Apart from the responsibilities and liabilities, if any, which may be imposed on Credit Suisse by
the Financial Services and Markets Act 2000 or the regulatory regime established thereunder, none of Credit Suisse or any of its
affiliates, directors, officers, employees, advisers or agents accepts any responsibility whatsoever for, or makes any
representation or warranty, express or implied, as to the contents of this announcement or for any other statement made or
purported to be made by it, or on its behalf, in connection with the Placing. Such persons accordingly disclaim all and any
responsibility or liability, whether arising in tort, contract or otherwise (save as referred to above), which they might
otherwise have in respect of this announcement or any such statement.
Credit Suisse Securities (Europe) Limited, which is authorised by the Prudential Regulation
Authority and regulated by the Financial Conduct Authority and the Prudential Regulation Authority in the United Kingdom, is
acting only for New Argen Holdings Limited in connection with the Placing and will not be responsible to anyone other than New
Argen Holdings Limited for providing the protections offered to the clients of Credit Suisse or for providing advice in relation
to the Placing or any matters referred to in this announcement.
Credit Suisse Securities (Europe) Limited and any of its affiliates acting as an investor for its
own account may participate in the offering on a proprietary basis and in that capacity may retain, purchase or sell for their
own account certain securities referred to herein. In addition they may enter into financing arrangements and swaps with
investors in connection with which they may from time to time acquire, hold or dispose of certain securities referred to herein.

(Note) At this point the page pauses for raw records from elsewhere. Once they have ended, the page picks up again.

PR #2814, opened 2019-11-28
Remove ad-hoc parallelism bound on Pars.

JosephDenman:
## Overview
The existing `parallelism` value assumes a 2-to-1 mapping from sub-terms 
of a Par to processors. This assumption is far too strong, since the Par 
evaluation strategy depends entirely on the instance of `Parallel` 
passed to `DebruijnInterpreter`.

Monix discourages users from making assumptions about the evaluation order 
that `parTraverse` chooses, so shuffling terms to increase fairness is
superfluous.

This one slipped by me, but this change includes a comment, "Verify if using 
traverse-per-batch inside parTraverse means that less tasks are spawned
at once". The performance benefits of this change should have been verified
before this PR was merged.

### JIRA ticket:
Unticketed

### DIFF
--- a/rholang/src/main/scala/coop/rchain/rholang/interpreter/Reduce.scala
+++ b/rholang/src/main/scala/coop/rchain/rholang/interpreter/Reduce.scala
@@ -33,10 +33,6 @@ import scala.collection.SortedSet
 import scala.collection.immutable.BitSet
 import scala.util.{Random, Try}
 
-object Reduce {
-  val parallelism = lang.Runtime.getRuntime.availableProcessors() * 2
-}
-
 /** Reduce is the interface for evaluating Rholang expressions.
   *
   * @tparam M The kind of Monad used for evaluation.
@@ -151,6 +147,11 @@ class DebruijnInterpreter[M[_], F[_]](
           produce(chan, removedData, false)
       }
 
+  /**
+    * The evaluation of a Par is at the mercy of `Parallel` instance passed to `DebruijnInterpreter`. Therefore, if a
+    * particular concurrency semantics is desired, it should be achieved by modifying the `Parallel` instance, not by
+    * modifying this method.
+    */
   override def eval(par: Par)(
       implicit env: Env[Par],
       rand: Blake2b512Random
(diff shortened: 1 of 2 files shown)


tgrospic (approved):
LGTM

marcin-rzeznicki (approved):
Exactly what I had in mind! 

> Verify if using
traverse-per-batch inside parTraverse means that less tasks are spawned
at once

`parTraverse` is probably implemented (via `Parallel` instance) by spawning fibers which are then scheduled to run on real threads (via starting the event loop) - the actual execution tree will resemble sth like this: `join(fork(b1), join(fork(b2), join(...), )` where `fork` spawns a fiber and `join` *represents a compound fiber* that combines the results. So:`surmise: the task for the next element of a batch is not spawned until the previous one is processed` is, of course, false. And, as you pointed out in this PR, the answer to:
> TODO: Investigate if we can avoid the shuffling and manual parallelism limiting by tweaking [...]

is, of course, **yes**.

Really great!

PS. The actual implementation of this case is in Monix 
```scala
def mapBoth[A1, A2, R](fa1: Task[A1], fa2: Task[A2])(f: (A1, A2) => R): Task[R] =
    TaskMapBoth(fa1, fa2)(f)
```

We need to check how the interpreter deals with `TaskMapBoth`

marcin-rzeznicki:
> term split size should be limited to Int16/2 

This test has a bit non-sensical assertion based on the thrown exception's message

tgrospic:
Test with [maximum number of terms in a Par](https://github.com/tgrospic/rchain/blob/59a8dcf8a/rholang/src/test/scala/coop/rchain/rholang/interpreter/ReduceSpec.scala#L2515) now lasts about 4 times longer.
With `New` constructor it was ~10s now ~40s, and with `Send` or `Receive` was ~30s now ~120s.

Also just using sequential traverse runs faster than `parTraverse_`, for more than ~10k terms it's much slower. This is tested with just empty `Send()`.
```scala
terms.zipWithIndex.toList.traverse_ {
  case (term, index) =>
    eval(term)(env, split(index))
}
```

marcin-rzeznicki:
@tgrospic Yes, beause the tests use the `global` Monix scheduler which tends to submit every async boundary to the global execution context This is likely more costly then actually executing the task!

marcin-rzeznicki:
IOW @JosDenmark @tgrospic it doesn't matter if this test executes longer or shorter. In this particular case the  cost of thread pool management is likely much higher than the cost of evaluating terms. The test is misguided in this sense. The actual parallelism level is function of term complexity which is very low here, so it does not matter if it executes longer or not. If it bothers anyone, please change the scheduler used in tests from `global` to `TestScheduler` and see the difference. (Actually this test is evil and should be removed). Joe's change is very positive in a sense that it eliminates the, also misguided, manual "batching" that certainly was **not** helpful and increases parallelism (with complex terms where term complexity makes up for communication costs).

marcin-rzeznicki:
Ping @JosDenmark @tgrospic

tgrospic:
@marcin-rzeznicki I'm ok to merge this changes and to remove test with max number of terms.

PR #2816, opened 2019-12-09
Limit maximum parent depth

itegulov:
## Overview
Title says it all

### JIRA ticket:
<https://rchain.atlassian.net/browse/RCHAIN-3951>

### Notes

### DIFF
--- a/casper/src/main/scala/coop/rchain/casper/CasperConf.scala
+++ b/casper/src/main/scala/coop/rchain/casper/CasperConf.scala
@@ -38,7 +38,8 @@ final case class CasperConf(
     approveGenesisDuration: FiniteDuration,
     deployTimestamp: Option[Long],
     finalizationRate: Int,
-    maxNumberOfParents: Int
+    maxNumberOfParents: Int,
+    maxParentDepthOpt: Option[Int]
 )
 
 object CasperConf {
--- a/casper/src/main/scala/coop/rchain/casper/Estimator.scala
+++ b/casper/src/main/scala/coop/rchain/casper/Estimator.scala
@@ -214,6 +214,9 @@ object Estimator {
   def apply[F[_]](implicit ev: Estimator[F]): Estimator[F] =
     ev
 
-  def apply[F[_]: Sync: Log: Metrics: Span](maxNumberOfParents: Int): Estimator[F] =
-    new Estimator(maxNumberOfParents, None)
+  def apply[F[_]: Sync: Log: Metrics: Span](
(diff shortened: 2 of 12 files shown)


tymm:
@itegulov can you say a few words on what the problem is that this PR is trying to solve? The title does not says it all for me ;)

itegulov:
@tymm sorry, I was planning to add a description once I am finished with the PR. I don't understand why @9rb requested your review even when this PR is a draft.

We are adopting Ethereum's GHOST liveness heuristics. One of them is a restriction to only choose parents which go up to 7 levels deep (i.e. their block number should not be less than `max_block_num - 7`). This should limit the growth of uncommon ancestors (which eventually results in the need to replay hundreds of blocks each time we try to merge two very different branches). This can hopefully mitigate LPT problem.

nzpr:
bors try

zsluedem:
bors try

zsluedem (approved):
LGTM

nzpr:
I've run a test with `--max-parent-depth 7` and this this constraint did not hold. Block `cdf0f84` originated from node4 with `blockNumber: 161` used `1722a11` with `blockNumber: 149` as a parent
Screenshot 2019-12-17 at 15 56 45
However, you can see that node2 does not use deep blocks as parents, so looks like in that case constraint took action.
Here are DAGs for all nodes https://transfer.sh/V7ZOb/dags.png

itegulov:
@nzpr the constraint I have implemented here is somewhat counter-intuitive. It actually limits the depth of secondary parents in regards to the depth of the main parent. In other words, if a block with number 150 is chosen to be a main parent and a block with number 160 is chosen to be a secondary parent, then, even though the depth limit is set to 7, this situation will be deemed to be valid and the block creation will succeed. It won't work vice-versa though (main parent with 160 and secondary parent with number 150).

The behaviour is certainly debatable and I am open to a conversation justifying one approach over another.

nzpr:
@itegulov I believe we should do more empirical tests, should not be hard to try several configurations.  But imo first we need to eliminate the problem with high number of `block retrieve failed` to be able to get valid results. I can see proposal time increasing when some nodes go far ahead as its shown on the DAG above. Might be this discrepancy between local DAGs is caused by nodes failing to propagate blocks created.

nzpr (approved):
As investigation on `block retrieve failed` did not bring much yet, let's merge this PR. It enables one more variable in the equation and noes not change the default behaviour.

PR #2817, opened 2019-12-10
Fix RCHAIN-3775

ghost:
## Overview
Makes it so you have to import crypto primitives from `rho:crypto` instead of using a forgeable name, i.e.
```
new keccak256Hash(`rho:crypto:keccak256Hash`) in {
  keccak256Hash!(...)
}
```
instead of
```
@"keccak256Hash"!(...)
```

### JIRA ticket:
https://rchain.atlassian.net/browse/RCHAIN-3775


marcin-rzeznicki (approved):

tgrospic (approved):
LGTM

PR #2820, opened 2019-12-16
Persistent deploys via LMDB

itegulov:
## Overview
Implements persistent storage for deploys via LMDB

### JIRA ticket:
https://rchain.atlassian.net/browse/RCHAIN-3840

### Notes

### DIFF
--- a/block-storage/src/main/scala/coop/rchain/blockstorage/deploy/DeployStorage.scala
+++ b/block-storage/src/main/scala/coop/rchain/blockstorage/deploy/DeployStorage.scala
@@ -1,0 +1,14 @@
+package coop.rchain.blockstorage.deploy
+
+import coop.rchain.casper.protocol.DeployData
+import coop.rchain.crypto.signatures.Signed
+
+trait DeployStorage[F[_]] {
+  def add(deploys: List[Signed[DeployData]]): F[Unit]
+  def remove(deploys: List[Signed[DeployData]]): F[Int]
+  def getUnfinalized: F[Set[Signed[DeployData]]]
+}
+
+object DeployStorage {
+  def apply[F[_]](implicit ev: DeployStorage[F]): DeployStorage[F] = ev
+}
--- a/block-storage/src/main/scala/coop/rchain/blockstorage/deploy/LMDBDeployStorage.scala
+++ b/block-storage/src/main/scala/coop/rchain/blockstorage/deploy/LMDBDeployStorage.scala
@@ -1,0 +1,112 @@
+package coop.rchain.blockstorage.deploy
+
+import java.nio.ByteBuffer
+import java.nio.file.Path
+
+import cats.syntax.traverse._
+import cats.syntax.applicative._
+import cats.syntax.functor._
+import cats.syntax.flatMap._
+import cats.instances.list._
+import cats.effect.{Resource, Sync}
+import com.google.protobuf.ByteString
+import coop.rchain.blockstorage.dag.codecs.codecSignedDeployData
+import coop.rchain.blockstorage.util.io.IOError.RaiseIOError
+import coop.rchain.blockstorage.util.io.{makeDirectory, notExists, IOError}
+import coop.rchain.casper.protocol.DeployData
+import coop.rchain.crypto.signatures.Signed
+import coop.rchain.lmdb.LMDBStore
+import coop.rchain.shared.ByteStringOps._
+import org.lmdbjava.DbiFlags.MDB_CREATE
+import org.lmdbjava.{Env, EnvFlags}
+import scodec.Attempt.{Failure, Successful}
+import scodec.DecodeResult
+import scodec.bits.BitVector
+
+import scala.collection.mutable.ArrayBuffer
+
+case object DeployEncodeError extends Exception
+case object DeployDecodeError extends Exception
+
+class LMDBDeployStorage[F[_]: Sync] private (storage: LMDBStore[F]) extends DeployStorage[F] {
+  def add(deploys: List[Signed[DeployData]]): F[Unit] =
+    deploys
+      .traverse(
+        d =>
+          codecSignedDeployData.encode(d) match {
+            case Successful(value) =>
+              val signature        = d.sig.toDirectByteBuffer
+              val serializedDeploy = ByteString.copyFrom(value.toByteArray).toDirectByteBuffer
+              (signature -> serializedDeploy).pure[F]
+            case Failure(_) =>
+              Sync[F].raiseError[(ByteBuffer, ByteBuffer)](DeployEncodeError)
+          }
+      )
+      .flatMap { serializedDeploys =>
+        storage.put(serializedDeploys)
+      }
+
+  def remove(deploys: List[Signed[DeployData]]): F[Int] =
+    storage.delete(deploys.map(_.sig.toDirectByteBuffer))
+
+  def getUnfinalized: F[Set[Signed[DeployData]]] =
+    for {
+      serializedDeployDataList <- storage.iterate { iterator =>
+                                   val arrayBuffer = ArrayBuffer.empty[BitVector]
+                                   while (iterator.hasNext) {
+                                     val item = iterator.next()
+                                     arrayBuffer += BitVector(item.`val`())
+                                   }
+                                   arrayBuffer.toList
+                                 }
+      deployDatas <- serializedDeployDataList.traverse { serializedDeployData =>
+                      codecSignedDeployData.decode(serializedDeployData) match {
+                        case Successful(DecodeResult(value, _)) =>
+                          value.pure[F]
+                        case Failure(_) =>
+                          Sync[F].raiseError[Signed[DeployData]](DeployDecodeError)
+                      }
+                    }
+    } yield deployDatas.toSet
+
+  def close: F[Unit] =
+    storage.close()
+}
+
+object LMDBDeployStorage {
+  final case class Config(
+      storagePath: Path,
+      mapSize: Long,
+      maxDbs: Int = 1,
+      maxReaders: Int = 126,
+      noTls: Boolean = true
+  )
+
+  def make[F[_]: Sync](config: Config): Resource[F, DeployStorage[F]] = {
+    implicit val raiseIOError: RaiseIOError[F] = IOError.raiseIOErrorThroughSync[F]
+
+    Resource
+      .make[F, LMDBDeployStorage[F]](
+        for {
+          _ <- notExists[F](config.storagePath).ifM(
+                makeDirectory[F](config.storagePath).void,
+                ().pure[F]
+              )
+          env <- Sync[F].delay {
+                  val flags = if (config.noTls) List(EnvFlags.MDB_NOTLS) else List.empty
+                  Env
+                    .create()
+                    .setMapSize(config.mapSize)
+                    .setMaxDbs(config.maxDbs)
+                    .setMaxReaders(config.maxReaders)
+                    .open(config.storagePath.toFile, flags: _*)
+                }
+          dbi <- Sync[F].delay {
+                  env.openDbi("deploy_storage", MDB_CREATE)
+                }
+          lmdbStore = new LMDBStore[F](env, dbi)
+        } yield new LMDBDeployStorage[F](lmdbStore)
+      )(_.close)
+      .widen
+  }
+}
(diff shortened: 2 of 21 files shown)


nzpr:
bors try

block-storage/src/main/scala/coop/rchain/blockstorage/deploy/DeployStorage.scala
```diff
@@ -0,0 +1,14 @@
+package coop.rchain.blockstorage.deploy
+
+import coop.rchain.casper.protocol.DeployData
+import coop.rchain.crypto.signatures.Signed
+
+trait DeployStorage[F[_]] {
+  def put(deploys: List[Signed[DeployData]]): F[Unit]
```
tgrospic: Maybe _add_ or _append_ would be more appropriate name in this case? My intuition for _put_ is to replace state.

block-storage/src/main/scala/coop/rchain/blockstorage/deploy/LMDBDeployStorage.scala
```diff
@@ -0,0 +1,112 @@
...
+                                 }
+      deployDatas <- serializedDeployDataList.traverse { serializedDeployData =>
+                      codecSignedDeployData.decode(serializedDeployData) match {
+                        case Successful(DecodeResult(value, _)) =>
+                          value.pure[F]
+                        case Failure(_) =>
+                          Sync[F].raiseError[Signed[DeployData]](DeployDecodeError)
+                      }
+                    }
+    } yield deployDatas.toSet
```
tgrospic, line 70: Do we care about the order of deploys? Do we loose ordering if we use `Set`?

block-storage/src/test/scala/coop/rchain/blockstorage/deploy/LMDBDeployStorageTest.scala
```diff
@@ -0,0 +1,55 @@
...
+
+  implicit val raiseIOError: RaiseIOError[Task] = IOError.raiseIOErrorThroughSync[Task]
+
+  def withStorageLocation[R](f: Path => Task[R]): R = {
+    val testProgram = Sync[Task].bracket {
+      createTemporaryDirectory[Task]("lmdb-deploy-storage")
+    } { storagePath =>
+      f(storagePath)
+    } { storagePath =>
+      deleteRecursively[Task](storagePath).void
```
tgrospic, line 35: Why not just delete the whole folder `storagePath`?

models/src/test/scala/coop/rchain/models/blockImplicits.scala
```diff
@@ -38,12 +38,11 @@ object blockImplicits {
...
   implicit val arbitraryJustification: Arbitrary[Justification] = Arbitrary(justificationGen)
 
-  val processedDeployGen: Gen[ProcessedDeploy] =
+  val signedDeployDataGen: Gen[Signed[DeployData]] =
     for {
-      term        <- listOfN(32, Gen.alphaNumChar).map(_.mkString)
-      timestamp   <- arbitrary[Long]
-      (sec, pub)  = Secp256k1.newKeyPair
-      bytesLength <- Gen.chooseNum(128, 256)
+      term      <- listOfN(32, Gen.alphaNumChar).map(_.mkString)
```
tgrospic: Is there a reason not to use `arbitrary[String]`?

node/src/main/scala/coop/rchain/node/NodeRuntime.scala
```diff
@@ -597,14 +604,20 @@ object NodeRuntime {
...
+  ): Cleanup[F] =
     new Cleanup[F] {
       override def close(): F[Unit] =
         for {
           _ <- Log[F].info("Shutting down interpreter runtime ...")
           _ <- runtime.close()
           _ <- Log[F].info("Shutting down Casper runtime ...")
           _ <- casperRuntime.close()
+          _ <- Log[F].info("Shutting down deploy storage ...")
+          _ <- deployStorageCleanup
```
tgrospic, line 639: Is it makes sense to transform this to an applicative? Maybe closing can be done in parallel.

tgrospic (commented):
Very nice and clean. :) Just a few minor comments.

woky:
bors try

block-storage/src/main/scala/coop/rchain/blockstorage/deploy/LMDBDeployStorage.scala
itegulov: We don't really care about their order here. The only thing which matters is that they are unfinalized.

block-storage/src/test/scala/coop/rchain/blockstorage/deploy/LMDBDeployStorageTest.scala
itegulov: Annoyingly, there is no easy way to delete the whole folder without getting [DirectoryNotEmptyException](https://docs.oracle.com/javase/10/docs/api/java/nio/file/DirectoryNotEmptyException.html) using Java's standard library.

models/src/test/scala/coop/rchain/models/blockImplicits.scala
itegulov: It will generate non-alphanum characters which I believe causes some problems. The length though could be arbitrary choosen instead. I will fix it.

node/src/main/scala/coop/rchain/node/NodeRuntime.scala
itegulov: In general, this piece of code should only operate on [Resources](https://typelevel.org/cats-effect/datatypes/resource.html). I have been planning to refactor this place for ages.

nzpr:
bors try

block-storage/src/test/scala/coop/rchain/blockstorage/deploy/LMDBDeployStorageTest.scala
marcin-rzeznicki: There are utilities in `apache-commons` - a minor convenience

block-storage/src/main/scala/coop/rchain/blockstorage/deploy/DeployStorage.scala
```diff
@@ -0,0 +1,14 @@
+package coop.rchain.blockstorage.deploy
+
+import coop.rchain.casper.protocol.DeployData
+import coop.rchain.crypto.signatures.Signed
+
+trait DeployStorage[F[_]] {
+  def add(deploys: List[Signed[DeployData]]): F[Unit]
+  def remove(deploys: List[Signed[DeployData]]): F[Int]
```
marcin-rzeznicki, line 8: This is all fine I guess, but I can't help but think that we're loosing the ability to convey logical errors by returning `Unit` in `add`. Also `int` does not tell me much apart from - are all removed? Of course, we may not need this detailed information (or treat any error as "fatal")

block-storage/src/main/scala/coop/rchain/blockstorage/deploy/LMDBDeployStorage.scala
```diff
@@ -0,0 +1,112 @@
...
+    deploys
+      .traverse(
+        d =>
+          codecSignedDeployData.encode(d) match {
+            case Successful(value) =>
+              val signature        = d.sig.toDirectByteBuffer
+              val serializedDeploy = ByteString.copyFrom(value.toByteArray).toDirectByteBuffer
+              (signature -> serializedDeploy).pure[F]
+            case Failure(_) =>
+              Sync[F].raiseError[(ByteBuffer, ByteBuffer)](DeployEncodeError)
```
marcin-rzeznicki, line 42: This will short-circuit, right? Is it the best thing to do?

block-storage/src/main/scala/coop/rchain/blockstorage/deploy/LMDBDeployStorage.scala
```diff
@@ -0,0 +1,112 @@
...
+      noTls: Boolean = true
+  )
+
+  def make[F[_]: Sync](config: Config): Resource[F, DeployStorage[F]] = {
+    implicit val raiseIOError: RaiseIOError[F] = IOError.raiseIOErrorThroughSync[F]
+
+    Resource
+      .make[F, LMDBDeployStorage[F]](
+        for {
+          _ <- notExists[F](config.storagePath).ifM(
```
marcin-rzeznicki, line 91: Minor nitpick - `whenA` (or `unlessA`) seems better here (no need for `()` )

shared/src/main/scala/coop/rchain/lmdb/LMDBStore.scala
```diff
@@ -50,6 +50,24 @@ final case class LMDBStore[F[_]: Sync](env: Env[ByteBuffer], dbi: Dbi[ByteBuffer
       }
     }
 
+  @SuppressWarnings(Array("org.wartremover.warts.Throw"))
+  def put(kvPairs: List[(ByteBuffer, ByteBuffer)]): F[Unit] =
+    withWriteTxnF { txn =>
+      kvPairs.foreach {
+        case (key, value) =>
+          if (!dbi.put(txn, key, value)) {
```
marcin-rzeznicki, line 58: This can block. I'd really make sure that you're not blocking on the main pool

casper/src/test/scala/coop/rchain/casper/engine/Setup.scala
```diff
@@ -117,6 +118,9 @@ object Setup {
     implicit val lastFinalizedStorage = LastFinalizedMemoryStorage
       .make[Task]
       .unsafeRunSync(monix.execution.Scheduler.Implicits.global)
+    implicit val deployStorage = InMemDeployStorage
+      .make[Task]
+      .unsafeRunSync(monix.execution.Scheduler.Implicits.global)
```
marcin-rzeznicki, line 123: `InMem` does not block, right?

marcin-rzeznicki (approved):
Minor comments - here and there, overall - very elegant

block-storage/src/test/scala/coop/rchain/blockstorage/deploy/LMDBDeployStorageTest.scala
tgrospic: It would be great to have this information in a comment for easier understanding later.

tgrospic (approved):

block-storage/src/test/scala/coop/rchain/blockstorage/deploy/LMDBDeployStorageTest.scala
itegulov: I don't think we have `apache-commons` in dependencies. The code for deleting a directory recursively only takes 7 lines so I couldn't justify bringing it in to just save us 7 lines of code.

I have added a comment as @tgrospic suggested.

block-storage/src/main/scala/coop/rchain/blockstorage/deploy/DeployStorage.scala
itegulov: I don't think there is much to report apart from some errors I would consider fatal (e.g. our scodec codec can't handle some types of deploys as in your comment below).

As for returning `int` in `remove` signature, you are right in that it does not tell us much. I think it is okay as the only it is used in is logging so that you could see whether block finalization removed any old deploys in the logs.

block-storage/src/main/scala/coop/rchain/blockstorage/deploy/LMDBDeployStorage.scala
itegulov: I can't think of anything you logically do if our scodec codec can't handle some types of deploys apart from crashing. I guess to make the system less brittle we could print to the node user "sorry, we couldn't serialize your deploy" without crashing.

block-storage/src/main/scala/coop/rchain/blockstorage/deploy/LMDBDeployStorage.scala
itegulov: I don't think `whenA` and `unlessA` are applicable here as `notExists[F]` is effectful. I need some function with a signature like `foo(cond: F[Boolean])(f: => F[A]): F[Unit]`, not `whenA(cond: Boolean)(f: => F[A]): F[Unit]`

casper/src/test/scala/coop/rchain/casper/engine/Setup.scala
itegulov: Nope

Credit Suisse Securities (Europe) Limited, does not intend to disclose the extent of any such investment or transactions
otherwise than in accordance with any legal or regulatory obligation to do so.
This document includes statements that are, or may be deemed to be, forward-looking statements.
These forward-looking statements may be identified by the use of forward-looking terminology, including the terms "intends",
"expects", "will", or "may", or, in each case, their negative or other variations or comparable terminology, or by discussions of
strategy, plans, objectives, goals, future events or intentions. These forward-looking statements include all matters that are
not historical facts. Any forward-looking statements are subject to risks relating to future events and assumptions relating to
CCH's business, in particular from changes in political conditions, economic conditions, evolving business strategy, or the
retail industry. No assurances can be given that the forward-looking statements in this document will be realised. As a result,
no undue reliance should be placed on these forward-looking statements as a prediction of actual results or otherwise.